DATA FOR THIS EXERCISE below:

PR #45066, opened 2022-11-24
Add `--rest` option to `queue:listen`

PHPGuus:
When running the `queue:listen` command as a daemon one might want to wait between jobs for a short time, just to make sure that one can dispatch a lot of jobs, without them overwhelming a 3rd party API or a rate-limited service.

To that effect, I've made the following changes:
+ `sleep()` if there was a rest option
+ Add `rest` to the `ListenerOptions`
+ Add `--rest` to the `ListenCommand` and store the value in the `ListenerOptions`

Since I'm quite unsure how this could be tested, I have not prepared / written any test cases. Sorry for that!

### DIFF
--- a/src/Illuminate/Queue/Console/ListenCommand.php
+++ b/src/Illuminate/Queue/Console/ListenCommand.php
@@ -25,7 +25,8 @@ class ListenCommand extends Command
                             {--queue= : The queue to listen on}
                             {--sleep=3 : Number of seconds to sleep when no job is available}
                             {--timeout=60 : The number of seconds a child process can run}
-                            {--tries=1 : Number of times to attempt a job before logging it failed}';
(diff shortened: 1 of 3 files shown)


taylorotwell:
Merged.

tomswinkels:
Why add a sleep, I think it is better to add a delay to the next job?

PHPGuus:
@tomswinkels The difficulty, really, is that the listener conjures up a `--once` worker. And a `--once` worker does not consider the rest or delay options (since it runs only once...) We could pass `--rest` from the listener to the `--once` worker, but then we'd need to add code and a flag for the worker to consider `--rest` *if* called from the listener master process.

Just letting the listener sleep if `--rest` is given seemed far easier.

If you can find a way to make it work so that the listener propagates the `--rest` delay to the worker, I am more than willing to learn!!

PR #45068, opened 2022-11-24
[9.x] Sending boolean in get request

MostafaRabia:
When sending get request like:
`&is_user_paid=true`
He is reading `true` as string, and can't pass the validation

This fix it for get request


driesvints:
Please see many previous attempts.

End of DATA FOR THIS EXERCISE.
DATA FOR THIS EXERCISE below:

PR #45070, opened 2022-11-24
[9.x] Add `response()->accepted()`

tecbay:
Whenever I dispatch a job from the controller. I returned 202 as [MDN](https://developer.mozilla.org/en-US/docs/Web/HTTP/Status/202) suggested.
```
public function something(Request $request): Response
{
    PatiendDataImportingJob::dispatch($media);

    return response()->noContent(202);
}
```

End of DATA FOR THIS EXERCISE.

> _YOUR INSTRUCTIONS_:
Scan the records above for the string "delay", then select every line that holds it.

> _TASK RESPONSE_:
Why add a sleep, I think it is better to add a delay to the next job?
@tomswinkels The difficulty, really, is that the listener conjures up a `--once` worker. And a `--once` worker does not consider the rest or delay options (since it runs only once...) We could pass `--rest` from the listener to the `--once` worker, but then we'd need to add code and a flag for the worker to consider `--rest` *if* called from the listener master process.
If you can find a way to make it work so that the listener propagates the `--rest` delay to the worker, I am more than willing to learn!!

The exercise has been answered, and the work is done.